PR #1352, opened 2020-05-19
Feat/add implementation for dfget interface

wangforthinker:
Add implementation of http protocol of dfget interface.

NONE.

add ut.

### DIFF
--- a/pkg/protocol/http/http.go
◆ ◆ ◆ ◆ ◆ ◆ ◆
WORK REQUEST – Give all of the material again, exactly.

SOLVED PROBLEM –
PR #1352, opened 2020-05-19
Feat/add implementation for dfget interface

wangforthinker:
Add implementation of http protocol of dfget interface.

NONE.

add ut.

### DIFF
--- a/pkg/protocol/http/http.go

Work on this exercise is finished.